### TASK DETAILS
Scan the entries below and say how many lines contain "high". Write only the number.

### WORKING DATA
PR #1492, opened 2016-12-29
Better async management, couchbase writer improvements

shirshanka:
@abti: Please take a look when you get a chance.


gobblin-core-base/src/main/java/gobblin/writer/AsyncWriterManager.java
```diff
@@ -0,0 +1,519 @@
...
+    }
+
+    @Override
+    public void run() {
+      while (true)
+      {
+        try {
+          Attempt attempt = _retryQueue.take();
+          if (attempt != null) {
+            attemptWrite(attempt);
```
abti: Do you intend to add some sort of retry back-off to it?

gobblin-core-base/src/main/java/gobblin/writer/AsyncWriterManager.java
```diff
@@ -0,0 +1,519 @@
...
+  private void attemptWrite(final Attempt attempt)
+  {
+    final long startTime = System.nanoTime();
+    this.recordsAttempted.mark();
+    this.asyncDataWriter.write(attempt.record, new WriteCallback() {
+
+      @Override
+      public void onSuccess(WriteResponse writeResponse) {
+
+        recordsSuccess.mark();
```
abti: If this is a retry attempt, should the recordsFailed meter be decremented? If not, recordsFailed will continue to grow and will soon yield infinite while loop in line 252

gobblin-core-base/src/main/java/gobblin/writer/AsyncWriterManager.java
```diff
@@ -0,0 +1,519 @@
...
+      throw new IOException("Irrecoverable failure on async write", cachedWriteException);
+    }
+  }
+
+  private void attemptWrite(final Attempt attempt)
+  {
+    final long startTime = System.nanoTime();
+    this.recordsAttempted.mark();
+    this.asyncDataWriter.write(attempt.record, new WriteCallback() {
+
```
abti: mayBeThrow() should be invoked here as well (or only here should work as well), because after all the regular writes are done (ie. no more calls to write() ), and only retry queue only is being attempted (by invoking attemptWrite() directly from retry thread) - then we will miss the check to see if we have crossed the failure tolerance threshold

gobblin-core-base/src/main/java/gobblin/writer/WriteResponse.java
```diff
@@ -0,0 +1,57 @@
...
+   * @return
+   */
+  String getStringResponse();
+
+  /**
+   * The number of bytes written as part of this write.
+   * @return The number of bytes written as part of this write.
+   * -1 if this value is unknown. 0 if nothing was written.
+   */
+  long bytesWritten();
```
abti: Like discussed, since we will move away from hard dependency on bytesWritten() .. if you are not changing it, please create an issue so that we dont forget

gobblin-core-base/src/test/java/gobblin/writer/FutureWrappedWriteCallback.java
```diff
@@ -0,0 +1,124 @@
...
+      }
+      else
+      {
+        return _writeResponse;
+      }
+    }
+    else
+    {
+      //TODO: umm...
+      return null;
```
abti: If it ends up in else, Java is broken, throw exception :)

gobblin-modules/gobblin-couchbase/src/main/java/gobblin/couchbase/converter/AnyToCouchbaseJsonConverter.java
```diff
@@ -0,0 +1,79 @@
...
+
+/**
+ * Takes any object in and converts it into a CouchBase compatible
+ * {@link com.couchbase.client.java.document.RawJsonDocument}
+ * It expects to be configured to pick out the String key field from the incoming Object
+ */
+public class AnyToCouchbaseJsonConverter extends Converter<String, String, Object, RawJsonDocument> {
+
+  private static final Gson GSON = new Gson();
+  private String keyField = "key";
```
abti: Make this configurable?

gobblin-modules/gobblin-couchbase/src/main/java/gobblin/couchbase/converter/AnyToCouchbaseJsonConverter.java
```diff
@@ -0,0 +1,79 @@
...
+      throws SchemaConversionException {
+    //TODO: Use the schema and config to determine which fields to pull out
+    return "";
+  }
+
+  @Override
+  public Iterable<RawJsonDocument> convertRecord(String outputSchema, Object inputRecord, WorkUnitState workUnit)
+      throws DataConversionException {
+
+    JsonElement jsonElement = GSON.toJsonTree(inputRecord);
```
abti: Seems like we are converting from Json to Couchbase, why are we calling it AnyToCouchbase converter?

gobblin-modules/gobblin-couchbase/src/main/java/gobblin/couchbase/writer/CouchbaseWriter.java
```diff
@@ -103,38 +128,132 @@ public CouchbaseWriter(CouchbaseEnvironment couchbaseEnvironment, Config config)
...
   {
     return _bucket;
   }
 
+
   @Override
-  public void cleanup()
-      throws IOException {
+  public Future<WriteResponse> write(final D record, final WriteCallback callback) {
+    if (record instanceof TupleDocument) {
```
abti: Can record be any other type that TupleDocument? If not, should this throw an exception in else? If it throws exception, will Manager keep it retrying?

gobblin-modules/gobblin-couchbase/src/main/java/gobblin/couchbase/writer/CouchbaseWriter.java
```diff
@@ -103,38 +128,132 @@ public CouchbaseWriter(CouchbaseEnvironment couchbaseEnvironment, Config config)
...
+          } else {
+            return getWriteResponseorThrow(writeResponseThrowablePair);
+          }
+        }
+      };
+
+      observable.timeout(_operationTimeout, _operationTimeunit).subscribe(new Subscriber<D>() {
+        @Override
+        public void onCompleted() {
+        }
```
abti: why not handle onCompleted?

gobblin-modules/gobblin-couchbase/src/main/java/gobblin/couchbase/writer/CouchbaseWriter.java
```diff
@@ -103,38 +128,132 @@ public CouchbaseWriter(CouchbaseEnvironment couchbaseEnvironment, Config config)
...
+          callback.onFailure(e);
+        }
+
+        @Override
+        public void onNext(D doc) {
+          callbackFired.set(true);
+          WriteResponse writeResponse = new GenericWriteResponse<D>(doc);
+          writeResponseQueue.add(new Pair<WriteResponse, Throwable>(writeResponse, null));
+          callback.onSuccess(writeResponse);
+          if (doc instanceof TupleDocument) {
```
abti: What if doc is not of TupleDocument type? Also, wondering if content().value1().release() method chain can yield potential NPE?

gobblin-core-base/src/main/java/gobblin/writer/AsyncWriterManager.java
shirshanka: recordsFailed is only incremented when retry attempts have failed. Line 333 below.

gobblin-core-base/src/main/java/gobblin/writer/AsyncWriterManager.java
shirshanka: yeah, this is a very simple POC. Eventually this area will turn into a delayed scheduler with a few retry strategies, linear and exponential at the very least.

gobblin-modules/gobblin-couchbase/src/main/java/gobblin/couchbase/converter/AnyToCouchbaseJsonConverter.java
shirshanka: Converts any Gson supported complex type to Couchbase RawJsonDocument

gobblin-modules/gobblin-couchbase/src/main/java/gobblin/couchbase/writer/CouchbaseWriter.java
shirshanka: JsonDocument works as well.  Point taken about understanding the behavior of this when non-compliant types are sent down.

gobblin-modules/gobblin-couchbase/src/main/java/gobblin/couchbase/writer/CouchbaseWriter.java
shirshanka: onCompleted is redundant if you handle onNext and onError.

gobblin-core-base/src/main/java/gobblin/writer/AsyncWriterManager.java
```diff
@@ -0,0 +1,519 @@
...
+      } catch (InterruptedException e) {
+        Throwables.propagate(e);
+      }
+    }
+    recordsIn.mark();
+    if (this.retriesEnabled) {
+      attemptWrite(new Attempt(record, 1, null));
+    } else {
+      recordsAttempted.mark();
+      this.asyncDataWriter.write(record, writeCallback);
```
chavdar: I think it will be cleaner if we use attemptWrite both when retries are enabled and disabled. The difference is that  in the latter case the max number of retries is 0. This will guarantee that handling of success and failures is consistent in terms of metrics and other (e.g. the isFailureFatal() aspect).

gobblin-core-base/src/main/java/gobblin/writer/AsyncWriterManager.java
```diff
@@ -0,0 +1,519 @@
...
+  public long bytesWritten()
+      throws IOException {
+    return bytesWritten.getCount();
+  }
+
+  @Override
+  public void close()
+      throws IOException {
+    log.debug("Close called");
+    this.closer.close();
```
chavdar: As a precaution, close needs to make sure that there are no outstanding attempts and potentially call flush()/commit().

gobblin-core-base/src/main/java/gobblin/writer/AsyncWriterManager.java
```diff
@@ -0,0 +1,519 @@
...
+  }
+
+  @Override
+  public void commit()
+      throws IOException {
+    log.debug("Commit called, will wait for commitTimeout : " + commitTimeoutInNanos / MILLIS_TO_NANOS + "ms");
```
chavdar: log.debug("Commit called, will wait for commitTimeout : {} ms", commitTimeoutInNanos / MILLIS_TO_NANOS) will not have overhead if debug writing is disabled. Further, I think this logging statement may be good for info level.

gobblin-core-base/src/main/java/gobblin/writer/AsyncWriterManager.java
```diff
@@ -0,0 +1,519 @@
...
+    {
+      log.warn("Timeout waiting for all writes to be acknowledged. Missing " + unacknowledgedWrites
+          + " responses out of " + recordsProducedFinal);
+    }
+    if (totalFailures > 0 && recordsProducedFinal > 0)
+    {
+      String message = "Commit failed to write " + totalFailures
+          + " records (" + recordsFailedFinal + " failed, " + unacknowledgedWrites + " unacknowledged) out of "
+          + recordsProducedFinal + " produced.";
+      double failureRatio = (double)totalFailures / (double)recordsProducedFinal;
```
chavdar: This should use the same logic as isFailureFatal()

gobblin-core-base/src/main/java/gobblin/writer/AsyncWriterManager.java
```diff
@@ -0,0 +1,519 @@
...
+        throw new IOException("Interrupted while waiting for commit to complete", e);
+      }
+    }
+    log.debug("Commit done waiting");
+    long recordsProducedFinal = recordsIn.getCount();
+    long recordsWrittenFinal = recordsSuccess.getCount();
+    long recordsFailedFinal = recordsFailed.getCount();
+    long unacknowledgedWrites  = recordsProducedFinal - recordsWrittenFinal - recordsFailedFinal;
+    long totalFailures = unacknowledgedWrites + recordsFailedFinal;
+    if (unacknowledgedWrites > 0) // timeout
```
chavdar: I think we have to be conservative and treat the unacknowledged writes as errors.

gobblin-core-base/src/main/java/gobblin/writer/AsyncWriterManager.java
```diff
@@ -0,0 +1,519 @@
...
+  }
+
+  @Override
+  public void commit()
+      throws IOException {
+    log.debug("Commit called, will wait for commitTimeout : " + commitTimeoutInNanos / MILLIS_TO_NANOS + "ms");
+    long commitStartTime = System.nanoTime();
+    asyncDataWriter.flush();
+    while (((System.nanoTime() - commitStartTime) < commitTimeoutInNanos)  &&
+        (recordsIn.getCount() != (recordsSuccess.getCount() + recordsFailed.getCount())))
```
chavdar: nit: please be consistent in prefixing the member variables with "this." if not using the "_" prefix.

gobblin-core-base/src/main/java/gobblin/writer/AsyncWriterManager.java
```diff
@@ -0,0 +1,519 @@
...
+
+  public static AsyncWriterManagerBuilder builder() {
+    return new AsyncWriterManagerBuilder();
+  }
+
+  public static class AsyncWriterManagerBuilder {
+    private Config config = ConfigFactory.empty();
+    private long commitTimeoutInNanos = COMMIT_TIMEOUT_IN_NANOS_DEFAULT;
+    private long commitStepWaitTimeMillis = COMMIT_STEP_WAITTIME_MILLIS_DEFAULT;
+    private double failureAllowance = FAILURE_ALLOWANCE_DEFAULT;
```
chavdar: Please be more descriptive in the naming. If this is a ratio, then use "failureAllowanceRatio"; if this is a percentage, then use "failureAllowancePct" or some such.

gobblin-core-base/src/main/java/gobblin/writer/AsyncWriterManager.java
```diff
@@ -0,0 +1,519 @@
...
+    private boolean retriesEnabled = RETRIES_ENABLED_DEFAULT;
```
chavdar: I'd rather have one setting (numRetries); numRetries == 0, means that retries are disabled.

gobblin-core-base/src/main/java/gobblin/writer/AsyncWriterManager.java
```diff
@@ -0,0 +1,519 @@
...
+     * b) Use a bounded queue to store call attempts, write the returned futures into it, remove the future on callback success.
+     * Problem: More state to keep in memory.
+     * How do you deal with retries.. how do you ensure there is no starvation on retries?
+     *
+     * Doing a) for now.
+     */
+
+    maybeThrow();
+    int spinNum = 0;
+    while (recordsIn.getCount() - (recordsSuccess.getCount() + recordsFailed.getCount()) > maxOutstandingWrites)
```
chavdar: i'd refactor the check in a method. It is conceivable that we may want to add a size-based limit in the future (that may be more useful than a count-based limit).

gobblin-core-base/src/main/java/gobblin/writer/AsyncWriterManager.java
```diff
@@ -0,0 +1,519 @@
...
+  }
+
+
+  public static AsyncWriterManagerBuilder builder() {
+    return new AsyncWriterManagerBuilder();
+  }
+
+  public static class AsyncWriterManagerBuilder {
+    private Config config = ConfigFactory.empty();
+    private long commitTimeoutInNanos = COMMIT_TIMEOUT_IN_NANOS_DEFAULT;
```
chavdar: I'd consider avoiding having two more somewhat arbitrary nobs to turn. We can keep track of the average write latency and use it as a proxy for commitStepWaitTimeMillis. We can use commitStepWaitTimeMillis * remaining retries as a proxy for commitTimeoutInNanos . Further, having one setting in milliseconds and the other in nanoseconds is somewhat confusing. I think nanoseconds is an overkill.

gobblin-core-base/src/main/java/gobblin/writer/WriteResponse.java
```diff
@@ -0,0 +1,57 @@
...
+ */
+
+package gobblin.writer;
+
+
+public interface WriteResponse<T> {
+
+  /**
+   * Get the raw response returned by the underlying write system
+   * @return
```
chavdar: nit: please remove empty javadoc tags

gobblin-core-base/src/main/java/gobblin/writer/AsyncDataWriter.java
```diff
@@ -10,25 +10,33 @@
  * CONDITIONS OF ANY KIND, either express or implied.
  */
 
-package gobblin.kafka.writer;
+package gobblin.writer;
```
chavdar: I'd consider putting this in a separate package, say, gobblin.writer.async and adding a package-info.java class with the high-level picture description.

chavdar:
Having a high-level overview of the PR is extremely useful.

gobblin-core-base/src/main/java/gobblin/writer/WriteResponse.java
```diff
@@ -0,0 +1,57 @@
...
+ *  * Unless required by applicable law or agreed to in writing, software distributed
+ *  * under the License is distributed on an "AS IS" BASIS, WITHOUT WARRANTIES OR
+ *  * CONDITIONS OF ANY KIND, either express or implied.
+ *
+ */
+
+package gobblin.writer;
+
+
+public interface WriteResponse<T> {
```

### ANSWER SECTION
2